--- WHAT YOU SHOULD DO ---
Identify all lines in the listing that include the word "import", and copy them out.

+--

PR #4600, opened 2023-05-29
Waitp 1259 map components to ts

acdunham:
### Changes:
- Converted all components and utils in `ui-map-components` to Typescript
- Updated associated linting rules
- Updated associated scripts


packages/ui-components/src/components/ReferenceTooltip.tsx
```diff
@@ -46,13 +46,13 @@ const StyledToolTip = withStyles(theme => ({
   },
 }))(Tooltip);
 
-interface Reference {
+export interface ReferenceProps {
   text?: string;
```
acdunham, line 50: I renamed and exposed this for use in `ui-map-components`

packages/web-frontend/package.json
```diff
@@ -22,14 +22,14 @@
     "start-central-server": "yarn workspace @tupaia/central-server start-dev",
     "start-entity-server": "yarn workspace @tupaia/entity-server start-dev",
     "start-report-server": "yarn workspace @tupaia/report-server start-dev",
-    "start-web-config-server": "yarn workspace @tupaia/web-config-server start-dev",
-    "start-servers": "npm-run-all -c -l -p start-central-server start-entity-server start-report-server start-web-config-server",
+    "start-web-config-server": "yarn workspace @tupaia/web-config-server start-dev", 
+    "start-servers": "npm-run-all -c -l -p start-central-server start-entity-server start-report-server start-web-config-server start-data-table-server",
     "start-data-table-server": "yarn workspace @tupaia/data-table-server start-dev",
```
acdunham, line 27: Added this in so the visualisations using this worked locally for testing

packages/ui-map-components/src/components/Markers/disasterIcons/Cyclone.tsx
```diff
@@ -2,9 +2,9 @@
  * Tupaia
  *  Copyright (c) 2017 - 2023 Beyond Essential Systems Pty Ltd
  */
-import React from 'react';
```
tcaiger, line 5: We are not supporting the Disasters feature moving forward and that is the only use case for the disaster icons so let's remove all of them and any references to them in this package. thanks

packages/ui-map-components/src/types/leaflet-config.d.ts
```diff
@@ -0,0 +1,19 @@
+/*
```
tcaiger, line 1: This is nice - seems like the correct way to set out the custom types

tcaiger (changes requested):
Looks really good. I can't find anything that I would improve. It would be great to remove those disaster icons and references to them but apart from that it's good to go.

tcaiger (approved):

PR #4602, opened 2023-05-29
WAITP-1255: Tupaia web server report and dashboard routes

EMcQ-BES:
### Changes:

- Adding `reports` route to `tupaia-web-server`
  - Basic forwarder route
- Adding `dashboards` route
  - Fetch dashboards and items based on the entity hierarchy of the project
- Adding `TempLogout` route
  - Currently the frontend uses a `GET` for logout which doesn't play nice with the `server-boilerplate` logout functionality

### DIFF
--- a/packages/tupaia-web-server/src/routes/ReportRoute.ts
+++ b/packages/tupaia-web-server/src/routes/ReportRoute.ts
@@ -1,0 +1,30 @@
+/*
+ * Tupaia
+ * Copyright (c) 2017 - 2023 Beyond Essential Systems Pty Ltd
+ *
+ */
+
+import { Request } from 'express';
+import { Route } from '@tupaia/server-boilerplate';
+
+export type ReportRequest = Request<
+  { reportCode: string },
+  any,
+  any,
+  any
+>;
+
+export class ReportRoute extends Route<ReportRequest> {
+  public async buildResponse() {
+    const { query, ctx } = this.req;
+    const { reportCode } = this.req.params;
+    const { legacy } = query;
+
+    // Legacy data builders are handled through the web config server still
+    if (legacy === 'true') {
+      return ctx.services.webConfig.fetchReport(reportCode, query);
+    }
+
+    return ctx.services.report.fetchReport(reportCode, query);
+  }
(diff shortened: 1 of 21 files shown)


packages/tupaia-web-server/src/routes/ReportRoute.ts
```diff
@@ -0,0 +1,30 @@
...
+  any,
+  any,
+  any
+>;
+
+export class ReportRoute extends Route<ReportRequest> {
+  public async buildResponse() {
+    const { query, ctx } = this.req;
+    const { reportCode } = this.req.params;
+    const { legacy } = query;
```
rohan-bes, line 21: Out of curiosity, are we initially leaving the `tupaia-web <-> tupaia-web-server` interface as is? Then perhaps reworking at a later point?

It always struck me as a little odd that the front-end told the backend if the report were legacy or not...

rohan-bes (approved):
Looks good! Nice work @EMcQ-BES 

Just a couple of cleanup suggestions but pre-approving

packages/tupaia-web-server/src/routes/ReportRoute.ts
EMcQ-BES: Currently I'm just making it backwards compatible, because that's the easiest way to test backend before we've updated the frontend. We can definitely make adjustments to the API during this project, but I reckon better to strive for a "cleaned up" version of the current API rather than redesigning too much.

It'd be a little annoying to work out if the report is legacy in `tupaia-web-server`, since as an orchestration server it doesn't have direct DB access, so would need to do a couple of api calls to figure it out. And I think there's not currently a rule that says that a `legacy_report` and a `report` can't have the same `code`. So we can assume but not guarantee (or more realistically we'd just add that rule)

Splitting the difference, since the frontend already knows whether or not it's legacy maybe we could split into separate routes `/api/report/:code` and `/api/legacyReport/:code`

rohan-bes: I like having 2 routes. 👍

PR #4604, opened 2023-05-30
WAITP-1266 Retain dates when exporting to excel

acdunham:
### Changes:
- Updated `useDataTableExport` to handle string types (where `isNaN` returns true) by returning values as they are. This will include percentages and date strings.
- Otherwise return booleans as is, then turn anything else into a number


packages/ui-components/src/components/DataTable/useDataTableExport.js
```diff
@@ -28,9 +28,18 @@ export const useDataTableExport = (columns, data, title, startDate, endDate) =>
...
-              const num = valueIsPercentageString ? value : parseFloat(value);
-              // if it's a number, return in number format
+
+              // Attempt to convert to a moment object if is a string that can't be converted to a number (isNaN). If it's a date string, return in date format, otherwise continue
+              // This check will handle percentage strings as well as date strings, and any other non-numeric strings
+              if (typeof value === 'string' && isNaN(value)) {
+                const momentObj = displayStringToMoment(value);
+                // if it's a date string, return in date format
+                if (momentObj.isValid()) return momentObj.format('DD/MM/YYYY');
+                return value;
```
EMcQ-BES, line 38: I think this will break regular number fields

`displayStringToMoment` attempts to parse the string through a number of standard formats, but that includes things like `YYYY`, so if I enter _any_ four digit number it'll get parsed and then turned into `01/01/1234`?

(I don't recall if `YYYY` will successfully parse shorter numbers, but I think it does. So the number `1` get turned into `01/01/0001`)

acdunham: Ordinarily yes it probably would break it, but because it's inside this check: `if (typeof value === 'string' && isNaN(value))` normal numbers will never get there. It can only be strings that aren't immediately recognisable as a number, e.g. `11/2/10`

EMcQ-BES: Oh yup! My brain glossed over the `isNaN`, that makes sense

EMcQ-BES (approved):
LGTM

acdunham:
@EMcQ-BES or @tcaiger, would you be able rereview this? I added a check for format to fix comments from Andrew, so that MMM YYYY dates remain handled as is.

packages/ui-components/src/components/DataTable/useDataTableExport.js
```diff
@@ -28,9 +32,21 @@ export const useDataTableExport = (columns, data, title, startDate, endDate) =>
         ? tableData.map(row =>
             tableColumns.map(col => {
               const value = row.values[col.id];
-              const valueIsPercentageString = value.includes('%');
-              const num = valueIsPercentageString ? value : parseFloat(value);
```
EMcQ-BES, line 32: Going back in time a little. What happens if we just swap this `parseFloat(value)` to `Number(value)`?

acdunham: So I think if you do `Number(true)` then it becomes `1` but if you do `parseFloat(true)` then it becomes `NaN`, which is what we want I think...

EMcQ-BES: That's true. We'd want to avoid specifically cases where the value is a boolean or an empty string. But it'd reject percentage strings as well as almost all our date formats (except `YYYY`, which I think we can just let parse to number). Am I missing any other edge cases?

```
const num = (value && typeof value !== 'boolean') ? Number(value) : value;
```

acdunham: So I have a check for `typeof value === 'string' and isNaN(value)` which will catch any strings that aren't considered stringified numbers, e.g. percentages and date strings. And then it handles dates within that, but converting to a moment object, and if it is a date that is valid and is a 'D*' format (ie.g. anything with a day in it) then it converts to 'DD/MM/YYYY'.
Any other values (e.g. booleans, strings that are stringified numbers, and numbers) go to the parseFloat. So yeah, we could do that as well at this same stage. But in order to format dates appropriately then we need to do the rest of the steps above as well, unless Regina/Georgia make the decision that not all dates need to be converted, and that as long as they don't parse to numbers then that's fine (I have asked on the ticket)

EMcQ-BES: Yeah, looking at the code you've written it looks like it'd work. It just feels like a bit of code smell.

Personally I'd push back that we shouldn't be reformatting the dates at all. It's a raw data export. It should be the raw data formatting.

acdunham: Yeah makes sense - let me wait on the answer on whether we can keep the formatting as is and go from there

EMcQ-BES (approved):
I think that's good. Can't think of any edge cases. Let's see if our testers can find any 😅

+--

--- PROBLEM SOLUTION ---
-import React from 'react';
+import { Request } from 'express';
+import { Route } from '@tupaia/server-boilerplate';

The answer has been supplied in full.